▶ Work request
Print all the records exactly, please.

[Saved data entries]
PR #156, opened 2016-07-29
Use `==` for docstring lookup

MichaelHatherly:
And fallback on `<:` when no unique result is found.

This could potentially be worse from a usability point-of-view and cause havoc with packages using Documenter. Then again, it might be nicer since if you have two docstrings

```julia
"""
abstract
"""
f(x::Integer) = x

"""
concrete
"""
f(x::Int) = x
```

▶ Solution
PR #156, opened 2016-07-29
Use `==` for docstring lookup

MichaelHatherly:
And fallback on `<:` when no unique result is found.

This could potentially be worse from a usability point-of-view and cause havoc with packages using Documenter. Then again, it might be nicer since if you have two docstrings

```julia
"""
abstract
"""
f(x::Integer) = x

"""
concrete
"""
f(x::Int) = x
```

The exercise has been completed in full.